Dataset —
++++
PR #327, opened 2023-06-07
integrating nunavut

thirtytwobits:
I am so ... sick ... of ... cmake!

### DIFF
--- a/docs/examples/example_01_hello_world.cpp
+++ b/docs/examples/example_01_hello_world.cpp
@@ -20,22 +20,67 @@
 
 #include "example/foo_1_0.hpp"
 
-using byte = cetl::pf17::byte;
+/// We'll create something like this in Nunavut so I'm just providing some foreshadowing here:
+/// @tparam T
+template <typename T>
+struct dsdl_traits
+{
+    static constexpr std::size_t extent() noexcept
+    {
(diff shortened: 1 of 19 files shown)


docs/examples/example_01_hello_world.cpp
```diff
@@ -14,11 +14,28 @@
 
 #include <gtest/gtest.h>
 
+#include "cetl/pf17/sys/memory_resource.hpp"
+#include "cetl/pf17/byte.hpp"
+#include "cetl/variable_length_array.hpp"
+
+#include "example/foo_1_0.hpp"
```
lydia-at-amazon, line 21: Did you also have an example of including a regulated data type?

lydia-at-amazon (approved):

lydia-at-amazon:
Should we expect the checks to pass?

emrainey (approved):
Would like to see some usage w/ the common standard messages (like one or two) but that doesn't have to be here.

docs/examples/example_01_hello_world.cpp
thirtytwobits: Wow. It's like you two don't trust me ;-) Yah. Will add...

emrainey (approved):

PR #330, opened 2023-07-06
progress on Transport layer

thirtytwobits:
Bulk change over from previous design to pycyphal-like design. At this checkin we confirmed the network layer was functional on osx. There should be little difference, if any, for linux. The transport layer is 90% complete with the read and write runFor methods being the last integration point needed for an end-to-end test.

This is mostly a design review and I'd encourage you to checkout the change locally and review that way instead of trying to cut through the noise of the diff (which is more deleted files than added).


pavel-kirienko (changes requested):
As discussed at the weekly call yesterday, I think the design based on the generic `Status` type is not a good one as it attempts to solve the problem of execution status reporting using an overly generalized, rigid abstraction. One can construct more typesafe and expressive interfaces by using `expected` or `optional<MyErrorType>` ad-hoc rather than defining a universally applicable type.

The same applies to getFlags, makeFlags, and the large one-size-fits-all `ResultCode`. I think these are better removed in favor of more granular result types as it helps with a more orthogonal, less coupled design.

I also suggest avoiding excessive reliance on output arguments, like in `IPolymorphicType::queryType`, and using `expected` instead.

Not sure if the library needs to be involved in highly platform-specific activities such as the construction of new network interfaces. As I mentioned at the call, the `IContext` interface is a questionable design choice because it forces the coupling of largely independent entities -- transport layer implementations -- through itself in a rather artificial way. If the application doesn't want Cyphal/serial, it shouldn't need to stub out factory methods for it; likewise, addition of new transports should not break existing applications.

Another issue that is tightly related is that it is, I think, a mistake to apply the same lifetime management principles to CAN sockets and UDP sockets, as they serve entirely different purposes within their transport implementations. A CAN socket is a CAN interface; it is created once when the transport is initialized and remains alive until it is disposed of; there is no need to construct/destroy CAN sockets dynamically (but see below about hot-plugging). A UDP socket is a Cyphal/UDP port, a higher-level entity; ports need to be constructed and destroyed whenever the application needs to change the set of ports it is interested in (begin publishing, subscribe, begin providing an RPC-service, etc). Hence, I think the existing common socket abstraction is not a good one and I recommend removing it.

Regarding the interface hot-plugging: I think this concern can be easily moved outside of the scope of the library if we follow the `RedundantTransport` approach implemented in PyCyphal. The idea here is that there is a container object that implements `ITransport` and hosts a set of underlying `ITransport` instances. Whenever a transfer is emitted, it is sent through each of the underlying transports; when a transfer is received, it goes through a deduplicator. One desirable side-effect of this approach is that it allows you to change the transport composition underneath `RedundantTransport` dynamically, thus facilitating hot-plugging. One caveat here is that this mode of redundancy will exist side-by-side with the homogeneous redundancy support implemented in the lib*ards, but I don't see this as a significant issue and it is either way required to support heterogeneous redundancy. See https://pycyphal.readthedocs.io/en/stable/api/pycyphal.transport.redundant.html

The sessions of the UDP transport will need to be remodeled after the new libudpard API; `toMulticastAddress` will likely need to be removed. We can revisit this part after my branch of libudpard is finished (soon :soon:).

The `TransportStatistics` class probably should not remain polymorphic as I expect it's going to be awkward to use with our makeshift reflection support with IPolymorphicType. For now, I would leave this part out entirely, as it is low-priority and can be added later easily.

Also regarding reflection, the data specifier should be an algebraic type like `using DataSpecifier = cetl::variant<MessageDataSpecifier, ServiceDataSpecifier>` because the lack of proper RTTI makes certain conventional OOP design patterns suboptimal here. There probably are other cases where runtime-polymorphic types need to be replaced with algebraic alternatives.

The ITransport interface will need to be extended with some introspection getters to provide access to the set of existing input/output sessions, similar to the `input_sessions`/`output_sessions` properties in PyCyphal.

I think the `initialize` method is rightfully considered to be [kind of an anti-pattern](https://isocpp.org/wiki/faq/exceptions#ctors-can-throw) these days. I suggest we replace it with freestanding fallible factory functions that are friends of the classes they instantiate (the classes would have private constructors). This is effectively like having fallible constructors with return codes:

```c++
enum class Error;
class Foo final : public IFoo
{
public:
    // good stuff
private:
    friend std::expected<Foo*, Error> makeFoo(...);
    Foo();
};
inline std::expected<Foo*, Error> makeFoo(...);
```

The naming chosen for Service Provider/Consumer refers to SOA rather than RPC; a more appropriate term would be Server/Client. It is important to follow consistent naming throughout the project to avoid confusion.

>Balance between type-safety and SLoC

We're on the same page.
++++
About this task —
Transcribe every record above exactly.

Exercise output —
PR #327, opened 2023-06-07
integrating nunavut

thirtytwobits:
I am so ... sick ... of ... cmake!

### DIFF
--- a/docs/examples/example_01_hello_world.cpp
+++ b/docs/examples/example_01_hello_world.cpp
@@ -20,22 +20,67 @@
 
 #include "example/foo_1_0.hpp"
 
-using byte = cetl::pf17::byte;
+/// We'll create something like this in Nunavut so I'm just providing some foreshadowing here:
+/// @tparam T
+template <typename T>
+struct dsdl_traits
+{
+    static constexpr std::size_t extent() noexcept
+    {
(diff shortened: 1 of 19 files shown)


docs/examples/example_01_hello_world.cpp
```diff
@@ -14,11 +14,28 @@
 
 #include <gtest/gtest.h>
 
+#include "cetl/pf17/sys/memory_resource.hpp"
+#include "cetl/pf17/byte.hpp"
+#include "cetl/variable_length_array.hpp"
+
+#include "example/foo_1_0.hpp"
```
lydia-at-amazon, line 21: Did you also have an example of including a regulated data type?

lydia-at-amazon (approved):

lydia-at-amazon:
Should we expect the checks to pass?

emrainey (approved):
Would like to see some usage w/ the common standard messages (like one or two) but that doesn't have to be here.

docs/examples/example_01_hello_world.cpp
thirtytwobits: Wow. It's like you two don't trust me ;-) Yah. Will add...

emrainey (approved):

PR #330, opened 2023-07-06
progress on Transport layer

thirtytwobits:
Bulk change over from previous design to pycyphal-like design. At this checkin we confirmed the network layer was functional on osx. There should be little difference, if any, for linux. The transport layer is 90% complete with the read and write runFor methods being the last integration point needed for an end-to-end test.

This is mostly a design review and I'd encourage you to checkout the change locally and review that way instead of trying to cut through the noise of the diff (which is more deleted files than added).


pavel-kirienko (changes requested):
As discussed at the weekly call yesterday, I think the design based on the generic `Status` type is not a good one as it attempts to solve the problem of execution status reporting using an overly generalized, rigid abstraction. One can construct more typesafe and expressive interfaces by using `expected` or `optional<MyErrorType>` ad-hoc rather than defining a universally applicable type.

The same applies to getFlags, makeFlags, and the large one-size-fits-all `ResultCode`. I think these are better removed in favor of more granular result types as it helps with a more orthogonal, less coupled design.

I also suggest avoiding excessive reliance on output arguments, like in `IPolymorphicType::queryType`, and using `expected` instead.

Not sure if the library needs to be involved in highly platform-specific activities such as the construction of new network interfaces. As I mentioned at the call, the `IContext` interface is a questionable design choice because it forces the coupling of largely independent entities -- transport layer implementations -- through itself in a rather artificial way. If the application doesn't want Cyphal/serial, it shouldn't need to stub out factory methods for it; likewise, addition of new transports should not break existing applications.

Another issue that is tightly related is that it is, I think, a mistake to apply the same lifetime management principles to CAN sockets and UDP sockets, as they serve entirely different purposes within their transport implementations. A CAN socket is a CAN interface; it is created once when the transport is initialized and remains alive until it is disposed of; there is no need to construct/destroy CAN sockets dynamically (but see below about hot-plugging). A UDP socket is a Cyphal/UDP port, a higher-level entity; ports need to be constructed and destroyed whenever the application needs to change the set of ports it is interested in (begin publishing, subscribe, begin providing an RPC-service, etc). Hence, I think the existing common socket abstraction is not a good one and I recommend removing it.

Regarding the interface hot-plugging: I think this concern can be easily moved outside of the scope of the library if we follow the `RedundantTransport` approach implemented in PyCyphal. The idea here is that there is a container object that implements `ITransport` and hosts a set of underlying `ITransport` instances. Whenever a transfer is emitted, it is sent through each of the underlying transports; when a transfer is received, it goes through a deduplicator. One desirable side-effect of this approach is that it allows you to change the transport composition underneath `RedundantTransport` dynamically, thus facilitating hot-plugging. One caveat here is that this mode of redundancy will exist side-by-side with the homogeneous redundancy support implemented in the lib*ards, but I don't see this as a significant issue and it is either way required to support heterogeneous redundancy. See https://pycyphal.readthedocs.io/en/stable/api/pycyphal.transport.redundant.html

The sessions of the UDP transport will need to be remodeled after the new libudpard API; `toMulticastAddress` will likely need to be removed. We can revisit this part after my branch of libudpard is finished (soon :soon:).

The `TransportStatistics` class probably should not remain polymorphic as I expect it's going to be awkward to use with our makeshift reflection support with IPolymorphicType. For now, I would leave this part out entirely, as it is low-priority and can be added later easily.

Also regarding reflection, the data specifier should be an algebraic type like `using DataSpecifier = cetl::variant<MessageDataSpecifier, ServiceDataSpecifier>` because the lack of proper RTTI makes certain conventional OOP design patterns suboptimal here. There probably are other cases where runtime-polymorphic types need to be replaced with algebraic alternatives.

The ITransport interface will need to be extended with some introspection getters to provide access to the set of existing input/output sessions, similar to the `input_sessions`/`output_sessions` properties in PyCyphal.

I think the `initialize` method is rightfully considered to be [kind of an anti-pattern](https://isocpp.org/wiki/faq/exceptions#ctors-can-throw) these days. I suggest we replace it with freestanding fallible factory functions that are friends of the classes they instantiate (the classes would have private constructors). This is effectively like having fallible constructors with return codes:

```c++
enum class Error;
class Foo final : public IFoo
{
public:
    // good stuff
private:
    friend std::expected<Foo*, Error> makeFoo(...);
    Foo();
};
inline std::expected<Foo*, Error> makeFoo(...);
```

The naming chosen for Service Provider/Consumer refers to SOA rather than RPC; a more appropriate term would be Server/Client. It is important to follow consistent naming throughout the project to avoid confusion.

>Balance between type-safety and SLoC

We're on the same page.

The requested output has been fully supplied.